I have two Google BigQuery projects, let's say Project A and Project B. In both, I have a dataset with the very same table, and both tables have the same data.

Then I have to run a query like this one:

SELECT
  id,
  MAX(`key_1`) `key_1`,
  MAX(`key_2`) `key_2`,
  MAX(`key_3`) `key_3`
  …,
  MAX(`key_n`) `key_N`
FROM dataset.table PIVOT (MAX(pivot_column) FOR key_column IN ("key_1", "key_2", "key_3", ... "key_N"))
GROUP BY id

And the number of keys (N) is quite high, let's say 1000 keys.

When I run this:

bq query --project_id=project-a --use_legacy_sql=false --format=prettyjson --dry_run=true QUERY

It takes several seconds to generate the result.

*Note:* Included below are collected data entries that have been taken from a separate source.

PR #2165, opened 2025-08-11
Enable memory comparisons again

### LINKED ISSUE #2154: Add memory comparison tests after merging `starkware-development` branch
Merging `starkware-development` into `main` implies removing memory comparison tests:
- https://github.com/lambdaclass/cairo-vm/pull/2153/files#diff-eafc39e18ed7bb654e966992615c4466f3f9e98af7d233dc5237a13b65033c03
- https://github.com/lambdaclass/cairo-vm/pull/2153/files#diff-2e8fb4d03f6f9a40f763254e5f3a34039d2abedbd78b3d1f5b5bc7289df19762

When adding these tests consider #2086 which explains the reason behind the removals. Either way, the memory comparison tests should be present in the repo.

JulianGCalderon:
# Enable memory comparisons again

Closes #2154.

Depends on #2076.

When in proof mode, the builtin segment holes are filled at the end of the run. This generates a discrepancy between this VM and the original Python Cairo VM. For this reason, we disabled the memory comparisons temporarily. See https://github.com/lambdaclass/cairo-vm/pull/2088 and https://github.com/lambdaclass/cairo-vm/pull/2086.

This PR adds a new flag `fill_holes` that can be used independently from `proof_mode`. This enables us to compare proof mode memory with the original Python Cairo VM.

The test coverage workflow is failing because this PR modifies a function that was not being tested.

### DIFF
--- a/.github/workflows/rust.yml
+++ b/.github/workflows/rust.yml
@@ -521,7 +521,7 @@ jobs:
         ls ${{ matrix.programs-dir }}/*.json | cut -f1 -d'.' | \
         xargs -P 2 -I '{program}' \
         ./target/release/cairo-vm-cli '{program}'.json --layout starknet_with_keccak \
-        --memory_file '{program}'.rs.memory --trace_file '{program}'.rs.trace \
+        --memory_file '{program}'.rs.memory --trace_file '{program}'.rs.trace --fill-holes false \
         ${{ matrix.extra-args }}
     - name: Update cache
       uses: actions/cache/save@v3
--- a/CHANGELOG.md
+++ b/CHANGELOG.md
@@ -1,6 +1,9 @@
 ## Cairo-VM Changelog
 
 #### Upcoming Changes
+
+* feat: Add `--fill-holes` CLI flag instead of relying on `--proof-mode` [#2165](https://github.com/lambdaclass/cairo-vm/pull/2165)
+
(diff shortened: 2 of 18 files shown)


gabrielbosio (approved):

.github/workflows/rust.yml
```diff
@@ -521,7 +521,7 @@ jobs:
         ls ${{ matrix.programs-dir }}/*.json | cut -f1 -d'.' | \
         xargs -P 2 -I '{program}' \
         ./target/release/cairo-vm-cli '{program}'.json --layout starknet_with_keccak \
-        --memory_file '{program}'.rs.memory --trace_file '{program}'.rs.trace \
+        --memory_file '{program}'.rs.memory --trace_file '{program}'.rs.trace --fill-holes false \
```
FrancoGiachetta, line 524: Clap's default value for booleans is `false`. So there's no need of adding `--fill-holes false`. The same for the makefile and the tests scripts. This is just to simplify things, you can ignore it if you prefer.

JulianGCalderon: The default value in this case is `None`, which implies that it should fallback to the value of `proof_mode`. Just to be safe I set it to false everywhere.

FrancoGiachetta: You are right, I didn't see it was an option. Well, you can this dismiss this comment.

However, when I run the same bq query command changing project-a by project-b, I get this error message:

BigQuery error in query operation: Dry run query timed out. Some common causes for this are accessing too many tables, or too many partitions for partitioned tables, or too many files matched for external tables.

If I reduce the keys from 1000 to a lower value, let's say 100, then it works for project-b, but it takes a lot of time comparing to the time it takes for project-a.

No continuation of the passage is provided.